What to do
Your answer should reproduce every line of the material in which the word "through" occurs.

---*---

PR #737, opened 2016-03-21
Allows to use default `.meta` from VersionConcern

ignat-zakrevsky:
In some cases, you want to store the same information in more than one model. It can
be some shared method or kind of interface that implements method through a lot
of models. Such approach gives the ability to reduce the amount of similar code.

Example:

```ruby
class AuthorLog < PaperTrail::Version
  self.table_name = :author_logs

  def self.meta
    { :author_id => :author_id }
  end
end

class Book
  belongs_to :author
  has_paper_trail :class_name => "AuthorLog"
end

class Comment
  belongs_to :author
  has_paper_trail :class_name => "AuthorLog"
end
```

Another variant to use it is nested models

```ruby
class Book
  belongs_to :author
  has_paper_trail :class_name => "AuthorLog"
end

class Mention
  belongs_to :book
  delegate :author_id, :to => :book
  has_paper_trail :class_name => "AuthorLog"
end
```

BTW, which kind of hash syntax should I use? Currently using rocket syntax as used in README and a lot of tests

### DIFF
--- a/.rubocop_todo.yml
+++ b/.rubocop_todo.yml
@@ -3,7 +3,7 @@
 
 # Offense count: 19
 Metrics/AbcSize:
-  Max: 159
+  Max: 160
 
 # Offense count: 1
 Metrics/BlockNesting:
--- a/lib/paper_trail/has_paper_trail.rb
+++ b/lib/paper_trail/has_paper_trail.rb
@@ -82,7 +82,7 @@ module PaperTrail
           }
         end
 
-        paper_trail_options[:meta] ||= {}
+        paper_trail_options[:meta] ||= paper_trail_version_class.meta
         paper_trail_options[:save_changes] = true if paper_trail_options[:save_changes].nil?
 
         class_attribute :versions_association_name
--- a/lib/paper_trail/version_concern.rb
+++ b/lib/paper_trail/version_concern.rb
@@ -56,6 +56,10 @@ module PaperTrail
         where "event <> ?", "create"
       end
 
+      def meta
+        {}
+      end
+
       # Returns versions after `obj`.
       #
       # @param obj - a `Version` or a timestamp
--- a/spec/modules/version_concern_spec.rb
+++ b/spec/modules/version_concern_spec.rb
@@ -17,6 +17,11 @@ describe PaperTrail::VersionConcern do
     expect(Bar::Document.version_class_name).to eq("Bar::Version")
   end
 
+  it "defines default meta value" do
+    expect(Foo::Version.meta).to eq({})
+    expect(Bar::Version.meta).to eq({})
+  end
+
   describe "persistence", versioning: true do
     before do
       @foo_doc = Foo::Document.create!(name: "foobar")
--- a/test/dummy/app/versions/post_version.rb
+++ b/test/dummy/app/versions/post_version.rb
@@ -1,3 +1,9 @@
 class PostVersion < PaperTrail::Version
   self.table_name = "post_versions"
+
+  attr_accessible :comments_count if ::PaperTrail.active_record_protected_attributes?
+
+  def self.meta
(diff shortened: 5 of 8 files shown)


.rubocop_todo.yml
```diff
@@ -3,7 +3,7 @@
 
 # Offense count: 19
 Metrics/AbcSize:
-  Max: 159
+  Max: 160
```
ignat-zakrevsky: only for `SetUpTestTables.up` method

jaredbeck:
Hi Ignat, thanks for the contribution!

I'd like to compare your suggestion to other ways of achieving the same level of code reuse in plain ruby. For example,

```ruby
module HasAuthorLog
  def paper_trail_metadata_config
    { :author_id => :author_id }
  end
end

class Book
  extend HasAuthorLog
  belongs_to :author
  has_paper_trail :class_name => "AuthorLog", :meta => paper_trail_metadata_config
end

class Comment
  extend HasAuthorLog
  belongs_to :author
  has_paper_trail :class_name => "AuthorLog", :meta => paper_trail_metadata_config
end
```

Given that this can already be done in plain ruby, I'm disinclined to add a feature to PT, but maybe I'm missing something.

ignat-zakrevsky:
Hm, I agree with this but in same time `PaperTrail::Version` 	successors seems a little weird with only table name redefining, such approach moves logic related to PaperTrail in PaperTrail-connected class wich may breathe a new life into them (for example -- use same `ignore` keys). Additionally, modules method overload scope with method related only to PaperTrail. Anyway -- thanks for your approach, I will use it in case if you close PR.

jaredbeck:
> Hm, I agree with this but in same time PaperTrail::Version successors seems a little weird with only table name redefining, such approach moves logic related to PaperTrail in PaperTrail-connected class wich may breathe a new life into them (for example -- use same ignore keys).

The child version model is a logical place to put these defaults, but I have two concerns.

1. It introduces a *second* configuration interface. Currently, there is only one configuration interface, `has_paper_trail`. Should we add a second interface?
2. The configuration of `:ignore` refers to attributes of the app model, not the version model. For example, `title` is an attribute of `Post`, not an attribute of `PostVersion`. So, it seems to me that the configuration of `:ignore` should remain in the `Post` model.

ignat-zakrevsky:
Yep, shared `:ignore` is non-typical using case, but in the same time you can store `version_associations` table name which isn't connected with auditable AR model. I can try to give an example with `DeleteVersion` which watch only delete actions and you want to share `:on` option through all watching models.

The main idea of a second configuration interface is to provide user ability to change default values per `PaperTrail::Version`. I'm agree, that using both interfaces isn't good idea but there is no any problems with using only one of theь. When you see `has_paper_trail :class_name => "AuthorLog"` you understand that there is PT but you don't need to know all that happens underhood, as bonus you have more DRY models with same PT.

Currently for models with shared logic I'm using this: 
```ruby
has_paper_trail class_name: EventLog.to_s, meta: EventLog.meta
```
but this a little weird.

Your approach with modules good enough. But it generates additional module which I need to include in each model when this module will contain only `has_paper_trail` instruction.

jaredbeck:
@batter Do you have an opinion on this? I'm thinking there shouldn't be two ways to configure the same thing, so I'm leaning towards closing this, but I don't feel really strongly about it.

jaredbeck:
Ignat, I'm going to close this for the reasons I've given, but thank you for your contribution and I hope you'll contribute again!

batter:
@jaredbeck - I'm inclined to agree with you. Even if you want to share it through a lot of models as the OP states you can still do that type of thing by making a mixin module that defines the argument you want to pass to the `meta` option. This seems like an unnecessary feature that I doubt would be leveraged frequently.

---*---

Output for this exercise
be some shared method or kind of interface that implements method through a lot
Yep, shared `:ignore` is non-typical using case, but in the same time you can store `version_associations` table name which isn't connected with auditable AR model. I can try to give an example with `DeleteVersion` which watch only delete actions and you want to share `:on` option through all watching models.
@jaredbeck - I'm inclined to agree with you. Even if you want to share it through a lot of models as the OP states you can still do that type of thing by making a mixin module that defines the argument you want to pass to the `meta` option. This seems like an unnecessary feature that I doubt would be leveraged frequently.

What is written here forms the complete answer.